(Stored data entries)
::::::
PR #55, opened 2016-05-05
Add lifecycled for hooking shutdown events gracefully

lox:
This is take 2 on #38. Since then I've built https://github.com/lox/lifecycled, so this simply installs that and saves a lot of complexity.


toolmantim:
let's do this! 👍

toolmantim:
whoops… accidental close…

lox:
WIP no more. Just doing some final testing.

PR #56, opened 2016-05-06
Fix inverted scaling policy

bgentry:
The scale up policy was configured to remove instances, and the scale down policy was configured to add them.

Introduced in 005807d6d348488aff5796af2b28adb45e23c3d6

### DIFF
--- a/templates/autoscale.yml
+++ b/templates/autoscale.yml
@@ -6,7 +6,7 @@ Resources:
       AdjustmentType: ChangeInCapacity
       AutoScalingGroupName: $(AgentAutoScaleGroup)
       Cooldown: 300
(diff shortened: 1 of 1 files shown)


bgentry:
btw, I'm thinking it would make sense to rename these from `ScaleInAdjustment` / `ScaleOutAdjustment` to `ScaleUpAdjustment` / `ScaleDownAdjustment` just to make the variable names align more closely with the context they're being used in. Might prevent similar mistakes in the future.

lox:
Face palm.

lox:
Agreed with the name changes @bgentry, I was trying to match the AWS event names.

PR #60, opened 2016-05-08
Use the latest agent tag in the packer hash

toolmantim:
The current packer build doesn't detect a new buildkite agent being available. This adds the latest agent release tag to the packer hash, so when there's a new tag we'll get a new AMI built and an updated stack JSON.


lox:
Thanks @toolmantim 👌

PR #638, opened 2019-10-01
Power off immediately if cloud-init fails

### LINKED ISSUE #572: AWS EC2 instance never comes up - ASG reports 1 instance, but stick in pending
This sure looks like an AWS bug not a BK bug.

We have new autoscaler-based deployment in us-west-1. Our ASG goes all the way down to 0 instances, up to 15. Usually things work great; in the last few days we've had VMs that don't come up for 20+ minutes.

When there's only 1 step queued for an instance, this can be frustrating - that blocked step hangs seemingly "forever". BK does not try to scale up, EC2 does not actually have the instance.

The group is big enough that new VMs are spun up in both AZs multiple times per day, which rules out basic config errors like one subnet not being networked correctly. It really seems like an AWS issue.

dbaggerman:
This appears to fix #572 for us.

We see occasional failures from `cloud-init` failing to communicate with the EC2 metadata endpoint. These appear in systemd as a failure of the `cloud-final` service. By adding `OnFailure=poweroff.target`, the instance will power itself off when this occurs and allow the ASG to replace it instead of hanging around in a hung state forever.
::::::
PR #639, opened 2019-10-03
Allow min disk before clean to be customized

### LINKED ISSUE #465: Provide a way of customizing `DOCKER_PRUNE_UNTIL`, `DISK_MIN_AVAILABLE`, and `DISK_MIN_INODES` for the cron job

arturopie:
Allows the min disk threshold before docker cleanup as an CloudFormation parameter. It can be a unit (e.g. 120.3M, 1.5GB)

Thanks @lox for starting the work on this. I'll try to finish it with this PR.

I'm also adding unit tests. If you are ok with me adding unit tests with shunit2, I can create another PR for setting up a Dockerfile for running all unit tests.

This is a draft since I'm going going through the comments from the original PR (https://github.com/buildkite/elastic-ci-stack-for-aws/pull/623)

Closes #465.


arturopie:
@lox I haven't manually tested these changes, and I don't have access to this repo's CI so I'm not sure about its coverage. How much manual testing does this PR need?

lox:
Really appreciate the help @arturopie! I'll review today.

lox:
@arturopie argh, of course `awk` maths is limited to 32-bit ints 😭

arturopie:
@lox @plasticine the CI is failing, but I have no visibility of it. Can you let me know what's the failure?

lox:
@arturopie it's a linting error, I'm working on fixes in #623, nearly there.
::::::
Looking at the entries above, find how many lines include the word "instances" and write that number alone.

■ **Problem solution**
2